Press Cuttings
“The Lions Tour 2005
– Putting the pride into the Lions” -The Observer Sunday June 5, 2005
Humphrey Walters is a leadership and team-building guru brought in by Clive Woodward in 1997 to use his winning business principles to improve the performance of the England team. The coach credited Walters with helping to bring back the World Cup in 2003 and engaged him again in the build-up to the Lions tour. Here Walters explains how he went about his latest task, a 10-day crash course that was very different from working with the England team.
When teams arrive to play England these days there is a sign that says, ‘You are now entering Fortress Twickenham’. It was an idea I got from New Zealand when we toured there in 1998. When you get off the bus in Dunedin and walk into the stadium, you are greeted by the words, ‘You are now entering the House of Pain’. When I saw it I turned to Clive and said: ‘We need something as intimidating as that.’
It goes deeper, though, than just being intimidating to the opposition. It says this is where the England team belong. It helps to build the sort of culture, tradition and togetherness that is a part of all successful businesses. It helps to unite the workforce, even if they spend most of their time playing against each other in club games.
We did this building, too, over the years by always gathering at the same hotel so the players knew this was where they turned up, this was another part of where they belonged. We were able to generate some kind of sameness, some kind of entity. It went right down to the changing room, where we put up plaques with the players’ names on. We tried to create a feeling that this was their home. We wanted to create an environment where everyone aspired to join and no one wanted to leave.
I knew straight away that none of this would be possible with the Lions. You are presented with a temporary workforce who have played against each other at club level and for their countries, creating another level of temporary togetherness that is contrary to establishing harmony. There is also the fact that everyone knows this is only for six or seven weeks, after which the players will never again all congregate in the same room.

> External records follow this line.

PR #500, opened 2022-03-20
tezos_interop: integrates fetch_storage

EduardoRFS:
## Depends

- [x] #499

## Problem

After #499 Deku should have an unified tezos bridge, but currently `fetch_storage.js` is not integrated on it.

## Solution

This PR moves `fetch_storage.js` entirely to `tezos_js_bridge.js` and properly integrates it on Tezos_interop.


d4hines (approved):
LGTM. Appreciate the better abstractions we're forming around the JS layer.

hooray for better abstractions

anchpop:
@EduardoRFS should I rebase #450 onto this branch? I add a js script for grabbing the validators from the discovery.mligo big map, and I think that should be merged into here?

EduardoRFS:
@anchpop I would say yes

src/tezos_interop/tezos_js_bridge.js
```diff
@@ -124,13 +139,56 @@ const onRequest = async (request) => {
...
+  const Tezos = new TezosToolkit(rpc_node);
+  Tezos.setProvider({ config });
+
+  const block = await client.getBlock(); // fetches the head
+  const contract = await client.getContract(destination, {
+    block: block.hash,
+  });
+  const storage = contract.script.storage;
+  /* To make sure the storage state is finalized, we query the last
+     block and any one of it's operation, and wait till it receives
```
gsebil08, line 155:
```suggestion
     block and any one of its operation, and wait till it receives
```

src/tezos_interop/tezos_js_bridge.js
```diff
@@ -124,13 +139,56 @@ const onRequest = async (request) => {
...
+  const { rpc_node, confirmation, destination } = request;
+  const client = new RpcClient(rpc_node);
+  const Tezos = new TezosToolkit(rpc_node);
+  Tezos.setProvider({ config });
+
+  const block = await client.getBlock(); // fetches the head
+  const contract = await client.getContract(destination, {
+    block: block.hash,
+  });
+  const storage = contract.script.storage;
```
gsebil08, line 153: Why extracting it so long before needing it? I expected to find some transformation on it. I think this line should be right before the `return` one.

src/tezos_interop/tezos_js_bridge.js
```diff
@@ -104,7 +119,7 @@ const config = {
 };
 
 /** @param {TransactionRequest} request */
-const onRequest = async (request) => {
+const onTransactionRequest = async (request) => {
```
gsebil08, line 122: Clever renaming, thanks.

aguillon (approved):

src/tezos_interop/tezos_bridge.ml
```diff
@@ -50,6 +53,42 @@ module Transaction = struct
     | _ -> Error "invalid status"
 end
 
+module Storage = struct
+  type kind = Storage
+  let kind_to_yojson Storage = `String "storage"
```
gsebil08, line 58: Noob question: would it be the same to do:
```ocaml
type kind = Storage [@name storage]
  [@@deriving to_yojson]
```

gsebil08 (approved):
Newbie questions, but LGTM.

src/tezos_interop/tezos_bridge.ml
EduardoRFS: @gsebil08 nope, also tried that, TLDR variants are encoded as `[header, ...values]` so it endup as `["storage"]`

src/tezos_interop/tezos_js_bridge.js
EduardoRFS: I just kept the code in the same order, this is quite fragile and I didn't want to break it.

anchpop (approved):

aguillon (approved):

Guaranteed.
On top of this the Lions have no home and no office, and with so long a gap between tours the players find it difficult to locate that sense of history and tradition that I know from my professional background imbues and enhances every great business.

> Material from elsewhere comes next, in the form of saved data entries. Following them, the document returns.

PR #501, opened 2022-03-20
tezos_interop: integrates listen_transactions

EduardoRFS:
## Depends

- [x] #500

## Problem

Similar to #499 `listen_transactions.js` is not integrated on JS the bridge, using different infrastructure.

## Solution

This PR implements a mechanism where a bridge request can have multiple responses to model the behavior of `listen_transactions.js` and then integrates `listen_transactions.js` on the bridge.


src/tezos_interop/tezos_bridge.mli
```diff
@@ -1,11 +1,22 @@
 open Crypto
 open Tezos
 
-type t
-val spawn : unit -> t
+(* push *)
```
d4hines, line 4: This single word in context doesn't signify anything to me. What do you mean here?

src/tezos_interop/tezos_bridge.ml
```diff
@@ -93,10 +116,22 @@ type t = Long_lived_js_process.t
 let spawn () =
   let file = Scripts.file_tezos_js_bridge in
   Long_lived_js_process.spawn ~file
-let transaction t ~rpc_node ~secret ~required_confirmations ~destination
+let listen_transaction t ~rpc_node ~required_confirmations ~destination =
```
d4hines, line 119:
```suggestion

let listen_transaction t ~rpc_node ~required_confirmations ~destination =
```
To keep consistent with the rest of the file we should have a newline separating the functions. We need a linting rule to standardize this - I don't care one way or the other, but it's confusing when it switches.

d4hines (approved):
LGTM. I did a quick smoke test as well. Again, will test more thoroughly by rebasing #414 and testing that.

src/tezos_interop/tezos_bridge.mli
EduardoRFS: https://en.wikipedia.org/wiki/HTTP/2_Server_Push

src/tezos_interop/tezos_bridge.ml
EduardoRFS: There is no standard, the switch in many places are intentional, this was one missing

src/tezos_interop/tezos_bridge.ml
```diff
@@ -2,6 +2,36 @@ open Helpers
...
+module Michelson = struct
+  include Michelson
+  type t = Michelson.t
+  let of_yojson json =
+    let%ok json = Yojson.Safe.to_string json |> Data_encoding.Json.from_string in
+    try Ok (Data_encoding.Json.destruct Michelson.expr_encoding json) with
+    | _ -> Error "invalid json"
+end
+module Listen_transaction = struct
+  type kind = Listen
```
gsebil08, line 14: I am not sure about this, but I feel like this `kind = listen` is kinda the same that the one in `Pending`.
Do they have the same functional meaning?

src/tezos_interop/tezos_bridge.mli
gsebil08: Agreed with @d4hines, the single word does not help. I think a full sentence briefly explaining **why** instead of **what** would be better.
What do you think?

src/tezos_interop/tezos_interop.ml
```diff
@@ -172,7 +111,9 @@ module Consensus = struct
     transactions : transaction list;
   }
   let parse_transaction transaction =
-    match (transaction.Listen_transactions.entrypoint, transaction.value) with
+    let Tezos_bridge.Listen_transaction.{ entrypoint; value } = transaction in
```
gsebil08, line 114: What about record pattern here:
```ocaml
  let parse_transaction Tezos_bridge.Listen_transaction.{ entrypoint; value } =
    let value = Micheline.root value in
```
since we don't need the `transaction` but only each sub-field.

src/tezos_interop/tezos_interop.ml
```diff
@@ -234,15 +175,18 @@ module Consensus = struct
       Some (Deposit { ticket; destination; amount })
     | _ -> None
   let parse_operation output =
-    let%some hash = Operation_hash.of_string output.Listen_transactions.hash in
-    let transactions = List.filter_map parse_transaction output.transactions in
+    let Tezos_bridge.Listen_transaction.{ hash; transactions } = output in
```
gsebil08, line 178: Same question here, record pattern?

src/tezos_interop/tezos_bridge.mli
aguillon: @EduardoRFS yes that's more or less how @d4hines and I understood it. I'm in favor of adding more documentation than a single word but I won't block the PR over it.

gsebil08 (approved):
Ok with the content, questions about the form. Nothing to block the merge.

src/tezos_interop/tezos_bridge.ml
aguillon: @gsebil08 yes and they're the same as the ones expected by the JavaScript part (see tezos_js_bridge.js).

@EduardoRFS: Following @gsebil08 question, is there a reason you went for a polymorphic `request` function with explicit parameters to handle conversion instead of using modules/objects?

aguillon (approved):

src/tezos_interop/tezos_bridge.ml
gsebil08: @aguillon 
>yes and they're the same as the ones expected by the JavaScript part (see tezos_js_bridge.js).

They **have the same functional meaning**, but they **are not** the same :)
That was the hidden part of my question, why don't we define it only once?

src/tezos_interop/tezos_bridge.mli
EduardoRFS: It's not a `why` or `what`, nor `documentation` is just a tag, it means a push. If you don't know what is a push this is not the place to explain.

More references on this. 

https://en.wikipedia.org/wiki/Push_technology

src/tezos_interop/tezos_bridge.ml
EduardoRFS: Sorry, where is kind defined twice? Pending.kind is not the same as Listen_transaction.kind, they don't have the same functional meaning either.

If your question is `why not define as Listen | Pending` because that would allow to describe more bad states.

src/tezos_interop/tezos_interop.ml
EduardoRFS: I personally don't like it, the function header now has so much more noise, before I could read as `parse_transaction transaction` which is the function parse_transaction that accepts a transaction as a parameter, on your code I can see that it accept a record with `entrypoint` and `value`, but I don't know without looking at the type on what is the name that you give to this record.

Looking at the type is okay, but essentially my point is you removed a very useful name.

src/tezos_interop/tezos_interop.ml
EduardoRFS: Same answer as above

anchpop (approved):

src/tezos_interop/long_lived_js_process.ml
```diff
@@ -61,30 +61,40 @@ module Pending : sig
...
+  let push t id json =
     match find t id with
-    | Some resolver ->
-      Lwt.wakeup_later resolver json;
+    | Some (Request, resolver) ->
+      t := Id.Map.remove id !t;
+      resolver json;
+      Ok ()
+    | Some (Listen, resolver) ->
+      resolver json;
```
anchpop, line 97: This normally removes something from the pending list, so I think it would be more appropriate to call it `Pending.pop` or something like that. I think `Pending.push` implies that it's adding something to the list of pending operations. (I didn't mind `Pending.resolve` either)

EduardoRFS: Pending.resolve is also not correct as a Listen is not resolved, will be leaving the current name to not block on this.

So, to a certain extent, it was what you could call a slightly shambolic mix who came together charged with trying to defeat opposition who have everything going for them – history, pride, a self-perpetuating excellence and the whole country behind them (although the last of these has the potential to be detrimental). The glory of wearing a black shirt makes you a hero, unlike in the British Isles, where, with so many competing interests, rugby doesn’t have the same significance.
My job was to build in just 10 days with the players and the management and coaching team some sort of history, some sort of folklore, some sort of belonging in order to overcome the huge disparity that exists in these areas between the Lions and the All Blacks – a name, incidentally, that we stopped using, referring to them instead as the New Zealanders. We didn’t want to enhance
their brand strength. I encouraged them instead to regard the opposition as being the representatives of two small islands with a population the size of Birmingham’s.

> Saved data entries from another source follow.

PR #503, opened 2022-03-22
bumped core reference

InfiniteSwerve:
## Problem

We want to run build and benching commands with esy to conform to the deku standard. This was not possible due to the missing implementation of memprof in ocaml5. 

## Solution

This PR adds a reference to a more useful version of core that noops memprof, as it is not needed currently. 

This should allow building this branch with `esy b dune build` and execution with `esy b dune exec ./benchmarks/benchmarks <bench>`

## Related

The referenced version of core: https://github.com/InfiniteSwerve/core


lykimq:
Lgtm.

lykimq:
Lgtm.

There were four core things I concentrated on. I called them the four senses. A sense of reality, a sense of excitement, a sense of belonging and a sense of value and worth. None of these is a
technical thing to do with rugby. They are emotional things, because as we all know there is a huge passion in winning teams.
First, the management team had a couple of days together in December last year, and then in April the players came together for two days. Finally we were all together for eight days before the party flew off at the end of last month.
The first time the players met up many of them hardly knew each other – some old, some young, a huge range of experience from Lawrence Dallaglio and Neil Back to Shane Williams, who is a gem of a guy. There were also the national differences – the England players used to a very organised environment, the Irish, a fantastic group, used to something rather different, the Welsh a little intimidated perhaps and the three Scots maybe feeling outnumbered. The only thing they had in common was that they were all sitting around in the same room, all thinking the same thing: ‘Oh my goodness, I’m so proud to be here, but is it OK to say something?’
Clive Woodward was completely unknown to some of the players and you could see them thinking: ‘What do I say to him?’ The first thing was getting them to relax, to let them know it was OK to speak out, and that was part of the ethos of the squad.
Having achieved this we moved on to the four core things, which I had spoken about with Clive. Being the clever man that he is, Clive put together a fantastic film showing great moments from Lions tours of the past that said: ‘This is what you’re in and the tradition you are privileged to be able to perpetuate.’ It was very moving. You could have heard a pin drop when we showed it. Now we can only wait and see what happens. I doubt anyone will be surprised to have learnt that Sir Clive’s Lions departed having been prepared differently from any of their predecessors. I would say this, I know, but I believe he has given them their best chance of prevailing against tremendous odds.